§ Data extracts:
**********

Issue #251, opened 2022-04-14
Installing the Combo Operator documentation references broken images


oceanc80:
The [Installing the Combo Operator ](https://github.com/operator-framework/rukpak/tree/main/internal/provisioner/plain#installing-the-combo-operator) instructions reference broken images. Both `quay.io/tflannag/bundle:combo-operator-v0.0.1` and `quay.io/tflannag/bundle:combo-operator-v0.0.2` need to be updated to the new flattened `manifests` directory structure as the existing images both fail to be unpacked due to the nested `crd` directory.

# Acceptance Criteria
- [ ] Ensure documentation steps work as expected

PR #386, opened 2022-05-19
Fix the Combo Operator Installation docs

oceanc80:
The [Installing the Combo Operator](https://github.com/operator-framework/rukpak/tree/main/internal/provisioner/plain#installing-the-combo-operator) instructions referenced broken images. This PR updates those references to the correct images.

Closes: https://github.com/operator-framework/rukpak/issues/251

Cleaner version of [this PR](https://github.com/operator-framework/rukpak/pull/373).

### DIFF
--- a/internal/provisioner/plain/README.md
+++ b/internal/provisioner/plain/README.md
@@ -103,7 +103,8 @@ RBAC permissions to access bundle content.
 
 As an example, a client outside the cluster can view the file contents from a bundle named `my-bundle` by running
 the following script:
-```console
+
+```bash
 BUNDLE_NAME=my-bundle
 
 kubectl create sa fetch-bundle -n default
@@ -134,24 +135,29 @@ resources referenced by the bundle are present on the cluster.
 
 ### Setup
 
-To experiment with the `plain` provisioner locally, first setup a local cluster, or simply
-have [kind](https://kind.sigs.k8s.io/) installed locally.
+To experiment with the `plain` provisioner locally, take the following steps to
+create a local [kind](https://kind.sigs.k8s.io/) cluster and deploy the provisioner onto it:
 
-Once the cluster has been setup, take the following steps:
+```bash
+# Clone the repository
+git clone https://github.com/operator-framework/rukpak
 
-* Clone the repository via `git clone https://github.com/operator-framework/rukpak`
-* Navigate to the repository via `cd rukpak`
-* Run `make run` to build and deploy the provisioner onto the local cluster.
+# Navigate to the repository
+cd rukpak
+
+# Start a local kind cluster then build and deploy the provisioner onto it
+make run
+```
 
 ### Installing the Combo Operator
 
-From there, create some `Bundles` and `BundleInstance` types to see the provisioner in action. For an example bundle to
+From there, create some Bundles and BundleInstance types to see the provisioner in action. For an example bundle to
 use, the [combo operator](https://github.com/operator-framework/combo) is a good candidate.
 
-Create the combo `BundleInstance` referencing the desired combo `Bundle` configuration.
+Create the combo BundleInstance referencing the desired combo Bundle configuration:
 
-```console
-$ kubectl apply -f -<<EOF
+```bash
+kubectl apply -f -<<EOF
 apiVersion: core.rukpak.io/v1alpha1
 kind: BundleInstance
 metadata:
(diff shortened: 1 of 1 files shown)


internal/provisioner/plain/README.md
```diff
@@ -235,51 +279,58 @@ spec:
...
 
 ```console
+# Delete the combo BundleInstance
+kubectl delete bundleinstances.core.rukpak.io combo
+```
+
+A message should show that the `BundleInstance` was deleted and now the cluster state is the same as it was
+prior to installing the operator.
+
+```text
```
timflannagan, line 326:
```suggestion
```console
```

internal/provisioner/plain/README.md
```diff
@@ -235,51 +279,58 @@ spec:
...
 ```
 
-Notice that the container image has changed since we had first installed the combo operator.
+Notice that the container image has changed to `v0.0.2` since we first installed the combo operator.
 
-### Deleting the Combo Operator
+### Deleting the Combo Operator and Local Kind Cluster
 
-To cleanup from the installation, simply remove the BundleInstance from the cluster. This will remove all references
+To clean up from the installation, simply remove the `BundleInstance` from the cluster. This will remove all references
```
timflannagan, line 313: nit: do we introduce inconsistency using `BundleInstance` vs. BundleInstance?

internal/provisioner/plain/README.md
```diff
@@ -134,24 +135,29 @@ resources referenced by the bundle are present on the cluster.
 
 ### Setup
 
-To experiment with the `plain` provisioner locally, first setup a local cluster, or simply
-have [kind](https://kind.sigs.k8s.io/) installed locally.
+To experiment with the `plain` provisioner locally, take the following steps to
+create a local kind cluster and deploy the provisioner onto it:
```
timflannagan, line 139: It looks like we dropped the link to the kind documentation here. Is that still worth linking out to that documentation?

internal/provisioner/plain/README.md
```diff
@@ -166,50 +172,88 @@ spec:
...
 $ kubectl -n combo delete deployments.apps combo-operator
 deployment.apps "combo-operator" deleted
 ```
 
-Check for the deployment again, it will be back on the cluster. The provisioner ensures that all resources required for
-the BundleInstance to run are accounted for on-cluster.
+The provisioner ensures that all resources required for the BundleInstance to run are accounted for on-cluster.
+So if we check for the deployment again, it will be back on the cluster:
+
+```text
```
timflannagan, line 252:
```suggestion
```bash
```

internal/provisioner/plain/README.md
```diff
@@ -235,51 +279,58 @@ spec:
...
 EOF
 ```
 
-And wait until the newly generated `combo-xzfxv` Bundle is reporting an Unpacked status:
+Once the newly generated `combo-xzfxv` Bundle is reporting an Unpacked status, the BundleInstance `combo`
+resource should now point to the new Bundle version. The combo-operator deployment
+in the combo namespace should also be healthy and contain a new container image:
 
-```console
+```text
```
timflannagan, line 291:
```suggestion
```bash
```

timflannagan (approved):

internal/provisioner/plain/README.md
oceanc80: I'll have to check but I thought I made that change to make it consistent in that section of the doc.

internal/provisioner/plain/README.md
oceanc80: I had removed it because we automatically use kind, but it might be nice to leave the link in so that people can read more about it if they're not familiar.

internal/provisioner/plain/README.md
```diff
@@ -166,50 +172,88 @@ spec:
...
 deployment.apps "combo-operator" deleted
 ```
 
-Check for the deployment again, it will be back on the cluster. The provisioner ensures that all resources required for
-the BundleInstance to run are accounted for on-cluster.
+The provisioner ensures that all resources required for the BundleInstance to run are accounted for on-cluster.
+So if we check for the deployment again, it will be back on the cluster:
+
+```text
+$ kubectl -n combo get deployments.apps combo-operator
```
tylerslaton, line 253: nit: Should probably decide if we want to have the `$` on a lot of these as it seems like it is inconsistent. 
```suggestion
kubectl -n combo get deployments.apps combo-operator
```

tylerslaton (approved):
Nice, looks good to me.

internal/provisioner/plain/README.md
oceanc80: It looks like it's kind of inconsistent throughout the doc. Is there a preference for one way over the other?
cc: @exdx

timflannagan: I'm fine with whatever as long as we're consistent. I think we typically use BundleInstance without the code brackets throughout the rest of the documentation set, so it's also possible we have this issue outside of this doc as well.

internal/provisioner/plain/README.md
oceanc80: I tried to split up the commands and the console output so the user can use the copy function in github to quickly grab the command. I've also tried to make the color coding consistent so it's more obvious which is which, but I didn't go back and make it consistent across the whole doc so I'm going to do another pass to just make sure it all flows.

internal/provisioner/plain/README.md
```diff
@@ -166,50 +172,93 @@ spec:
...
+```bash
+# Check the combo operator deployment
+kubectl -n combo get deployments.apps combo-operator
+
+# Check that the operator is present
+kubectl -n combo get deployments.apps combo-operator -o yaml | grep 'image:' | xargs
+```
+
+The deployment should show that the operator is ready and available and the operator
+should be present:
```
exdx, line 228:
```suggestion
The deployment should show that the operator is ready and available:
```
nit: the second half of the sentence is repetitive

exdx (approved):
Looks good! Just some small nits.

**********

For this exercise, transcribe all the records exactly.

Issue #251, opened 2022-04-14
Installing the Combo Operator documentation references broken images


oceanc80:
The [Installing the Combo Operator ](https://github.com/operator-framework/rukpak/tree/main/internal/provisioner/plain#installing-the-combo-operator) instructions reference broken images. Both `quay.io/tflannag/bundle:combo-operator-v0.0.1` and `quay.io/tflannag/bundle:combo-operator-v0.0.2` need to be updated to the new flattened `manifests` directory structure as the existing images both fail to be unpacked due to the nested `crd` directory.

# Acceptance Criteria
- [ ] Ensure documentation steps work as expected

PR #386, opened 2022-05-19
Fix the Combo Operator Installation docs

oceanc80:
The [Installing the Combo Operator](https://github.com/operator-framework/rukpak/tree/main/internal/provisioner/plain#installing-the-combo-operator) instructions referenced broken images. This PR updates those references to the correct images.

Closes: https://github.com/operator-framework/rukpak/issues/251

Cleaner version of [this PR](https://github.com/operator-framework/rukpak/pull/373).

### DIFF
--- a/internal/provisioner/plain/README.md
+++ b/internal/provisioner/plain/README.md
@@ -103,7 +103,8 @@ RBAC permissions to access bundle content.
 
 As an example, a client outside the cluster can view the file contents from a bundle named `my-bundle` by running
 the following script:
-```console
+
+```bash
 BUNDLE_NAME=my-bundle
 
 kubectl create sa fetch-bundle -n default
@@ -134,24 +135,29 @@ resources referenced by the bundle are present on the cluster.
 
 ### Setup
 
-To experiment with the `plain` provisioner locally, first setup a local cluster, or simply
-have [kind](https://kind.sigs.k8s.io/) installed locally.
+To experiment with the `plain` provisioner locally, take the following steps to
+create a local [kind](https://kind.sigs.k8s.io/) cluster and deploy the provisioner onto it:
 
-Once the cluster has been setup, take the following steps:
+```bash
+# Clone the repository
+git clone https://github.com/operator-framework/rukpak
 
-* Clone the repository via `git clone https://github.com/operator-framework/rukpak`
-* Navigate to the repository via `cd rukpak`
-* Run `make run` to build and deploy the provisioner onto the local cluster.
+# Navigate to the repository
+cd rukpak
+
+# Start a local kind cluster then build and deploy the provisioner onto it
+make run
+```
 
 ### Installing the Combo Operator
 
-From there, create some `Bundles` and `BundleInstance` types to see the provisioner in action. For an example bundle to
+From there, create some Bundles and BundleInstance types to see the provisioner in action. For an example bundle to
 use, the [combo operator](https://github.com/operator-framework/combo) is a good candidate.
 
-Create the combo `BundleInstance` referencing the desired combo `Bundle` configuration.
+Create the combo BundleInstance referencing the desired combo Bundle configuration:
 
-```console
-$ kubectl apply -f -<<EOF
+```bash
+kubectl apply -f -<<EOF
 apiVersion: core.rukpak.io/v1alpha1
 kind: BundleInstance
 metadata:
(diff shortened: 1 of 1 files shown)


internal/provisioner/plain/README.md
```diff
@@ -235,51 +279,58 @@ spec:
...
 
 ```console
+# Delete the combo BundleInstance
+kubectl delete bundleinstances.core.rukpak.io combo
+```
+
+A message should show that the `BundleInstance` was deleted and now the cluster state is the same as it was
+prior to installing the operator.
+
+```text
```
timflannagan, line 326:
```suggestion
```console
```

internal/provisioner/plain/README.md
```diff
@@ -235,51 +279,58 @@ spec:
...
 ```
 
-Notice that the container image has changed since we had first installed the combo operator.
+Notice that the container image has changed to `v0.0.2` since we first installed the combo operator.
 
-### Deleting the Combo Operator
+### Deleting the Combo Operator and Local Kind Cluster
 
-To cleanup from the installation, simply remove the BundleInstance from the cluster. This will remove all references
+To clean up from the installation, simply remove the `BundleInstance` from the cluster. This will remove all references
```
timflannagan, line 313: nit: do we introduce inconsistency using `BundleInstance` vs. BundleInstance?

internal/provisioner/plain/README.md
```diff
@@ -134,24 +135,29 @@ resources referenced by the bundle are present on the cluster.
 
 ### Setup
 
-To experiment with the `plain` provisioner locally, first setup a local cluster, or simply
-have [kind](https://kind.sigs.k8s.io/) installed locally.
+To experiment with the `plain` provisioner locally, take the following steps to
+create a local kind cluster and deploy the provisioner onto it:
```
timflannagan, line 139: It looks like we dropped the link to the kind documentation here. Is that still worth linking out to that documentation?

internal/provisioner/plain/README.md
```diff
@@ -166,50 +172,88 @@ spec:
...
 $ kubectl -n combo delete deployments.apps combo-operator
 deployment.apps "combo-operator" deleted
 ```
 
-Check for the deployment again, it will be back on the cluster. The provisioner ensures that all resources required for
-the BundleInstance to run are accounted for on-cluster.
+The provisioner ensures that all resources required for the BundleInstance to run are accounted for on-cluster.
+So if we check for the deployment again, it will be back on the cluster:
+
+```text
```
timflannagan, line 252:
```suggestion
```bash
```

internal/provisioner/plain/README.md
```diff
@@ -235,51 +279,58 @@ spec:
...
 EOF
 ```
 
-And wait until the newly generated `combo-xzfxv` Bundle is reporting an Unpacked status:
+Once the newly generated `combo-xzfxv` Bundle is reporting an Unpacked status, the BundleInstance `combo`
+resource should now point to the new Bundle version. The combo-operator deployment
+in the combo namespace should also be healthy and contain a new container image:
 
-```console
+```text
```
timflannagan, line 291:
```suggestion
```bash
```

timflannagan (approved):

internal/provisioner/plain/README.md
oceanc80: I'll have to check but I thought I made that change to make it consistent in that section of the doc.

internal/provisioner/plain/README.md
oceanc80: I had removed it because we automatically use kind, but it might be nice to leave the link in so that people can read more about it if they're not familiar.

internal/provisioner/plain/README.md
```diff
@@ -166,50 +172,88 @@ spec:
...
 deployment.apps "combo-operator" deleted
 ```
 
-Check for the deployment again, it will be back on the cluster. The provisioner ensures that all resources required for
-the BundleInstance to run are accounted for on-cluster.
+The provisioner ensures that all resources required for the BundleInstance to run are accounted for on-cluster.
+So if we check for the deployment again, it will be back on the cluster:
+
+```text
+$ kubectl -n combo get deployments.apps combo-operator
```
tylerslaton, line 253: nit: Should probably decide if we want to have the `$` on a lot of these as it seems like it is inconsistent. 
```suggestion
kubectl -n combo get deployments.apps combo-operator
```

tylerslaton (approved):
Nice, looks good to me.

internal/provisioner/plain/README.md
oceanc80: It looks like it's kind of inconsistent throughout the doc. Is there a preference for one way over the other?
cc: @exdx

timflannagan: I'm fine with whatever as long as we're consistent. I think we typically use BundleInstance without the code brackets throughout the rest of the documentation set, so it's also possible we have this issue outside of this doc as well.

internal/provisioner/plain/README.md
oceanc80: I tried to split up the commands and the console output so the user can use the copy function in github to quickly grab the command. I've also tried to make the color coding consistent so it's more obvious which is which, but I didn't go back and make it consistent across the whole doc so I'm going to do another pass to just make sure it all flows.

internal/provisioner/plain/README.md
```diff
@@ -166,50 +172,93 @@ spec:
...
+```bash
+# Check the combo operator deployment
+kubectl -n combo get deployments.apps combo-operator
+
+# Check that the operator is present
+kubectl -n combo get deployments.apps combo-operator -o yaml | grep 'image:' | xargs
+```
+
+The deployment should show that the operator is ready and available and the operator
+should be present:
```
exdx, line 228:
```suggestion
The deployment should show that the operator is ready and available:
```
nit: the second half of the sentence is repetitive

exdx (approved):
Looks good! Just some small nits.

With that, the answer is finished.